EXECUTIVE SUMMARY

Ethicists at Memorial Medical Center were seeing increasingly complicated cases extending over longer time frames, and created a tool to determine complexity of cases.

  • The group developed a complexity scoring system based on an analysis of more than 500 ethics consults.
  • The study’s findings suggest it is possible to account for case complexity when evaluating an ethics consultant.
  • The researchers recommend that attestation portfolios include several cases of moderate complexity and at least one very complex case.

At Springfield, IL-based Memorial Medical Center, increasing numbers of ethics consultations seemed to extend over longer period of times.

“More seemed to involve patients whose family, living, or financial situations ruled out most commonly adopted solutions,” says Bethany Spielman, PhD, JD, professor of medical humanities and law at Southern Illinois University in Carbondale.

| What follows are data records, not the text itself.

PR #1404, opened 2021-06-03
Update systray URLs

MDrakos:
https://www.pivotaltracker.com/story/show/178353848

### DIFF
--- a/internal/constants/constants.go
+++ b/internal/constants/constants.go
@@ -164,6 +164,9 @@ const DateTimeFormatRecord = "Mon Jan 2 2006 15:04:05 -0700 MST"
 // PlatformSignupURL is the account creation url used by the platform
 const PlatformSignupURL = "https://platform.activestate.com" + "/create-account"
 
+// TrayDocumentationURL is the url for the state tool documentation to be used in the state tray application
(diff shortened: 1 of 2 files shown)


internal/constants/constants.go
```diff
@@ -164,6 +164,9 @@ const DateTimeFormatRecord = "Mon Jan 2 2006 15:04:05 -0700 MST"
 // PlatformSignupURL is the account creation url used by the platform
 const PlatformSignupURL = "https://platform.activestate.com" + "/create-account"
 
+// TrayDocumentationURL is the url for the state tool documentation to be used in the state tray application
+const TrayDocumentationURL = "http://docs.activestate.com/platform/state/?utm_source=platform-application-gui&utm_medium=activestate-desktop&utm_content=drop-down&utm_campaign=maru"
```
Naatan, line 168: This doesn't look right, it just points to the general state tool docs.

Naatan (changes requested):

internal/constants/constants.go
MDrakos: What should it be pointing to?

Naatan: Oh I see, this just points to the general documentation, but FROM the systray. That confused me, I thought this was the documentation FOR the systray.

More cases involved the following scenarios:

  • several requests for help over a period of a year,
  • an unusually large variety of professionals,
  • a family member or patient who threatened violence, and
  • a care plan that was in constant flux.

“One of the most complex ethics consultations at Memorial, involving a request for sterilization of a minor, included all of these features,” says Spielman.

Still, consultants had no way to quantify this. “The field of ethics consultation had not yet developed a way of assessing complexity,” explains Spielman, a member of Memorial’s Human Values and Ethics Committee (HVEC).

In 2013, the American Society for Bioethics and Humanities (ASBH) described steps necessary to distinguish qualified ethics consultants from unqualified ethics consultants.1 However, their approach didn’t consider whether a consultant could handle complex cases.

“That seemed like a gap that we could fill,” says Spielman. Memorial’s ethicists set out to create a tool to determine the complexity of cases. They took into account factors such as a history or threat of force, a difficult family or living situation, monetary issues, high levels of emotion, and a large number of professional participants.

Christine Gorka, PhD, director of Memorial’s Clinical Ethics Center, which employs two full-time ethicists and reviews all ethics consultations at monthly HVEC meetings, notes, “The timing was such that using the tool to assess the complexity of problems encountered in our usual practice provided a way to tackle what we considered a gap in the ASBH competencies regarding required skills.”

The group developed a complexity scoring system based on an analysis of more than 500 ethics consults performed during 2013.2 “The study’s findings suggest it is possible to account for case complexity when evaluating an ethics consultant,” says Gorka. “To not consider complexity when assessing an ethicist’s portfolio seems short-sighted.”

Spielman noted the gap between the experience requirements described by ASBH, and what would be required to handle a consult of average complexity at Memorial.

“An individual could almost certainly meet the ASBH requirements that her portfolio demonstrate experience in a ‘range of clinical settings’ with a ‘range of ethical issues,’ and yet be unable to handle a case of average complexity at her own organization,” says Spielman.

The researchers recommend that a minimum level of care complexity be required, and attestation portfolios include several cases of moderate complexity and at least one very complex case.

The qualitative measures of complexity paired up well with the quantitative measures that were used. “The pairing of the two independent measurements helped me feel confident in the tool,” says Gorka. As the number of complicating factors identified in a consult grew, there was a concomitant increase in the amount of time spent on the consult.

“A complex ethics case can arise in any healthcare organization at any time — not just in those that specialize in research or that serve especially vulnerable populations,” notes Spielman.

In Spielman’s view, a process that deems consultants qualified without considering their ability to handle complex cases gives a false sense of security. “Patients, families, and health professionals will be harmed,” she says.

REFERENCES

  1. Kodish E, Fins JJ, Braddock C, et al. Quality attestation for clinical ethics consultants. Hastings Cent Rep 2013; 43(5): 26–36.
  2. Spielman B, Craig J, Gorka C, et al. Case complexity and quality attestation for clinical ethics consultants. J Clin Ethics 2015; 26(3):231-240.